Diagnosis: Ensure each physical drive has a partition of the exact same size and type (Linux RAID autodetect, 0xfd) covering the intended RAID space. Use fdisk -l /dev/sdX or parted /dev/sdX print for each drive. Verify that mdadm --detail /dev/md0 lists all expected partitions (e.g., /dev/sda1, /dev/sdb1) not whole disks.

Fix: If partitions are incorrect or missing, you’ll need to recreate them. This will destroy data on the affected partition.

# Example for /dev/sdX
sudo fdisk /dev/sdX
# Inside fdisk: d (delete partition), n (new partition), p (primary), 1 (partition number)
# Accept defaults for start/end to use entire disk, t (change type), fd (Linux RAID autodetect)
# w (write changes)

After creating/correcting partitions, add them to the array:

sudo mdadm /dev/md0 --manage --add /dev/sdX1

Why it works: RAID arrays operate on partitions, not raw disks, for metadata management and device identification. Correctly partitioning each drive ensures mdadm can properly identify and utilize the storage space for the array.

6. Rebuild Process Interrupted or Hung

Diagnosis: Check the rebuild progress:
```
cat /proc/mdstat
```
If it shows a rebuild percentage that hasn’t changed for a very long time, or if mdadm --detail /dev/md0 shows the array as resyncing or recovering indefinitely, the rebuild may be stuck.

Fix: Sometimes, a simple mdadm --manage --stop /dev/md0 followed by mdadm --assemble --scan can reset the state. If that fails, you might need to manually fail and re-add the drive that is part of the rebuild.

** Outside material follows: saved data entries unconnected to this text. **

PR #482, opened 2016-03-10
Updated japanese.txt

RapleAQN:
Changed some strings can't do more at the moment

PR #518, opened 2016-04-07
Japanese translation update

AaronVanGeffen:
This resolves the discussion in #482, giving credit to the original translators.

### DIFF
--- a/data/language/japanese.txt
+++ b/data/language/japanese.txt
@@ -76,12 +76,12 @@ STR_0071    :ロトドロップ
 STR_0072    :空飛ぶ円盤
 STR_0073    :ねじれた家
 STR_0074    :Monorail Cycles
-STR_0075    :Compact Inverted Coaster
-STR_0076    :Water Coaster
-STR_0077    :Air Powered Vertical Coaster
-STR_0078    :Inverted Hairpin Coaster
+STR_0075    :コンパクト倒立コースター
+STR_0076    :ウォーターコースター
+STR_0077    :エアパワード垂直コースター
+STR_0078    :倒立ヘアピンコースター
 STR_0079    :魔法のじゅうたん
-STR_0080    :Submarine Ride
+STR_0080    :潜水艦ライド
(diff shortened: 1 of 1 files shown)


nickhall:
I may have missed some of the remaining katakana transliterations in the previous thread, but I have to question some of them, especially something like ジェントルライド. Do we want to use ライド and not 乗り物? I'd suggest 穏やかな乗り物. Similarly, instead of エアパワード maybe 空気動力? For 潜水艦ライド maybe delete the ライド and use only 潜水艦? トランスポート could be 輸送 or 交通. Some of these may be passable with their katakana equivalents, including ones I suggested, but I'd be interested in seeing what others think.

jhako:
I think it's one of the good ways for translation to avoid using katakana as possible, but it can be unnatural for Japanese. Katanaka is, in my opinion, often used in words of things which is modern (about last 50 years?) and came from foreign, and also usually used in proper names. I feel 穏やかな乗り物 like common names of calm vehicles. So I think it's better to use not 乗り物 but ライド ,for 乗り物 is more general words. For proper names, I'd suggest 穏やかライド, 優しさライド or 安心ライド. Both of 潜水艦ライド and 潜水艦 are good, first one may be repetitive and second one may be too proper (army?), a matter of preference. トランスポート would be 移動手段 or 移動用ライド. エアパワード could be 空気力駆動 but this might be like technical terms so that I like katakana one or 空気パワー.

nickhall:
@jhako  I'm surprised to hear that you'd prefer ライド. I didn't really see it in my searches, but it's good to know. I felt the same about overuse of kanji. Something like 空気パワー is a great balance. For transport I was going crazy trying to think of the right word for it, and 移動 was what I was trying to connect to it. Thanks as always for your contributions.

Gymnasiast:
A release is imminent. I hope you can reach consensus by tomorrow (Western European time).

Gymnasiast:
I have decided to merge it as it is because of the release, but please continue with the discussion.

# Find the drive that is actively rebuilding (check /proc/mdstat)
sudo mdadm /dev/md0 --manage --fail /dev/sdX1 # Replace sdX1 with the rebuilding drive
sudo mdadm /dev/md0 --manage --remove /dev/sdX1
sudo mdadm /dev/md0 --manage --add /dev/sdY1 # Add the spare or replacement drive

Why it works: Stopping and re-assembling the array can clear transient states that prevent the rebuild from completing. Forcing a fail/remove/add cycle on the problematic drive essentially restarts the rebuild process from a clean slate.

After resolving these issues, you’ll likely encounter mdadm: /dev/md0 has been started with 1 drive (out of 4) and 3 emergencies. This is normal as the system boots and mdadm reassembles the array before the rebuild is fully complete.